__TASK ITEM__
Copies of all lines that contain "specified" are needed; take them from the data below.
*** Opening of RECORDS FOR THIS EXERCISE ***
PR #71, opened 2017-03-24
Tickets/dm 9750: Clean up and stackify matchPessimisticB.

morriscb:
DM-9750: Clean up and stackify matchPessimisticB.

### DIFF
--- a/python/lsst/meas/algorithms/matcherSourceSelector.py
+++ b/python/lsst/meas/algorithms/matcherSourceSelector.py
@@ -1,8 +1,8 @@
-# 
+#
 # LSST Data Management System
 #
 # Copyright 2008-2017  AURA/LSST.
-# 
+#
 # This product includes software developed by the
 # LSST Project (http://www.lsst.org/).
 #
@@ -10,14 +10,14 @@
 # it under the terms of the GNU General Public License as published by
 # the Free Software Foundation, either version 3 of the License, or
 # (at your option) any later version.
-# 
+#
 # This program is distributed in the hope that it will be useful,
 # but WITHOUT ANY WARRANTY; without even the implied warranty of
 # MERCHANTABILITY or FITNESS FOR A PARTICULAR PURPOSE.  See the
 # GNU General Public License for more details.
-# 
-# You should have received a copy of the LSST License Statement and 
-# the GNU General Public License along with this program.  If not, 
+#
+# You should have received a copy of the LSST License Statement and
+# the GNU General Public License along with this program.  If not,
 # see <https://www.lsstcorp.org/LegalNotices/>.
 #
 from __future__ import absolute_import, division, print_function
@@ -26,7 +26,9 @@ import numpy as np
 
 from lsst.afw import table
 import lsst.pex.config as pexConfig
-from .sourceSelector import BaseSourceSelectorConfig, BaseSourceSelectorTask, sourceSelectorRegistry
+from .sourceSelector import BaseSourceSelectorConfig
+from .sourceSelector import BaseSourceSelectorTask
+from .sourceSelector import sourceSelectorRegistry
 from lsst.pipe.base import Struct
 from functools import reduce
 
@@ -39,8 +41,9 @@ class MatcherSourceSelectorConfig(BaseSourceSelectorConfig):
     )
     minSnr = pexConfig.Field(
         dtype=float,
-        doc="Minimum allowed signal-to-noise ratio for sources used for matching "
-        "(in the flux specified by sourceFluxType); <= 0 for no limit",
+        doc="Minimum allowed signal-to-noise ratio for sources used for "
+            "matching (in the flux specified by sourceFluxType); <= 0 for no "
+            "limit.",
         default=40,
     )
 
@@ -49,8 +52,8 @@ class MatcherSourceSelectorTask(BaseSourceSelectorTask):
     """
     !Select sources that are useful for matching.
 
-    Good matching sources have high signal/noise, are non-blended. They need not
-    be PSF sources, just have reliable centroids.
+    Good matching sources have high signal/noise, are non-blended. They need
+    not be PSF sources, just have reliable centroids.
     """
     ConfigClass = MatcherSourceSelectorConfig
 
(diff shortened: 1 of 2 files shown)


PaulPrice:
Please [phrase the commit summary in the imperative sense](https://developer.lsst.io/processes/workflow.html#writing-commit-summary-lines).

python/lsst/meas/algorithms/matcherSourceSelector.py
```diff
@@ -96,6 +96,21 @@ def _getSchemaKeys(self, schema):
...
 
+        self.edgeKey = schema["base_PixelFlags_flag_edge"].asKey()
+        self.interpolatedCenterKey = schema["base_PixelFlags_flag_interpolatedCenter"].asKey()
+        self.saturatedKey = schema["base_PixelFlags_flag_saturated"].asKey()
+
+    def _isGood_vector(self, sourceCat):
+        test = ~sourceCat.get(self.saturatedKey) & \
+               ~sourceCat.get(self.interpolatedCenterKey) & \
+               ~sourceCat.get(self.edgeKey)
+        return test
```
r-owen: Trivial: consider returning the value without saving it to `test` first, like `_isGood`

python/lsst/meas/algorithms/matcherSourceSelector.py
```diff
@@ -162,4 +177,38 @@ def _isUsable(self, source):
...
+        - have a valid flux (of the type specified in this object's constructor)
+        - have adequate signal-to-noise
+        """
+        return self._hasCentroid_vector(sourceCat) \
+            & self._isParent_vector(sourceCat) \
+            & self._goodSN_vector(sourceCat) \
+            & ~sourceCat.get(self.fluxFlagKey) \
+            & self._isGood_vector(sourceCat)
+
+    def _isUsable(self, source):
```
r-owen: Error: this is a second copy of this method (the first is at line 164)

python/lsst/meas/algorithms/matcherSourceSelector.py
```diff
@@ -162,4 +177,38 @@ def _isUsable(self, source):
             and not source.get(self.fluxFlagKey) \
             and self._goodSN(source)
 
+    def _isUsable_vector(self, sourceCat):
```
r-owen: Error: this is a second copy of the method!

Similarly _isUsable appears in two places.

The two implementations seem to differ slightly and I don't know which is correct.

Please always always lint your Python with flake8 before saving (or, better yet, while editing). It will show errors like this. Aside from these two duplicated methods the remaining violations are minor, though still worth fixing.

morriscb: Don't know why this didn't crash the code in the first place. The duplicates have been deleted. I had remembered to run pep8 on the meas_astrom part of this ticket but forgot to do it here before the pull request. I have run a linter on the code as of the most recent commit.

python/lsst/meas/algorithms/matcherSourceSelector.py
morriscb: Duplicates deleted.

python/lsst/meas/algorithms/matcherSourceSelector.py
morriscb: Changed it. The function now returns the array rather than saving a temporary variable.

morriscb:
New version of matcherSourceSelector up that includes @r-owen 's comments.

python/lsst/meas/algorithms/matcherSourceSelector.py
```diff
@@ -61,9 +64,8 @@ def selectSources(self, sourceCat, matches=None):
         """
         !Return a catalog of sources: a subset of sourceCat.
 
-        If sourceCat is cotiguous in memory, will use vectorized tests for ~100x
-        execution speed advantage over non-contiguous catalogs. This would be
-        even faster if we didn't have to check footprints for multiple peaks.
+        If sourceCat is cotiguous in memory, will use vectorized tests for
```
r-owen: "cotiguous" -> "contiguous"

python/lsst/meas/algorithms/matcherSourceSelector.py
```diff
@@ -119,16 +135,20 @@ def _hasCentroid(self, source):
         return np.all(np.isfinite(centroid)) and not source.getCentroidFlag()
 
     def _goodSN_vector(self, sourceCat):
-        """Return True for each source that has Signal/Noise > config.minSnr."""
+        """Return True for each source that has Signal/Noise > config.minSnr.
+        """
         if self.config.minSnr <= 0:
             return True
```
r-owen: This is a pre-existing issue, but please update the docs to say that it returns a scalar True if config.minSnr <= 0.

I'm guessing that works because numpy can perform mathematical operations on vectors with scalars. If there's any doubt then it's better to return [True]*len(sourceCat). But as long as this branch is tested it probably suffices to document what's going on.

python/lsst/meas/algorithms/matcherSourceSelector.py
```diff
@@ -26,7 +26,9 @@
 
 from lsst.afw import table
 import lsst.pex.config as pexConfig
-from .sourceSelector import BaseSourceSelectorConfig, BaseSourceSelectorTask, sourceSelectorRegistry
+from .sourceSelector import BaseSourceSelectorConfig
+from .sourceSelector import BaseSourceSelectorTask
+from .sourceSelector import sourceSelectorRegistry
```
r-owen: This seems far more verbose than the original, which can use a line continuation character if need be

python/lsst/meas/algorithms/matcherSourceSelector.py
r-owen: Unfortunately Python does not detect duplicate methods; it silently picks one.

Thanks for running a linter, though I hope it was flake8, not pep8. The former warns of important things like undefined variables and duplicate methods. The latter only warns about pep8 violations, which are much less interesting. (Then there's autopep8 that reformats code in an attempt to make it meet pep8 standards; it's not as smart as clang-format and can't fix everything, so I recommend running flake8 and manually inspecting the results afterwards).

morriscb:
Will push this pull request later as part of another ticket.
*** Close of RECORDS FOR THIS EXERCISE ***
__YOUR RESPONSE__
-        "(in the flux specified by sourceFluxType); <= 0 for no limit",
+            "matching (in the flux specified by sourceFluxType); <= 0 for no "
+        - have a valid flux (of the type specified in this object's constructor)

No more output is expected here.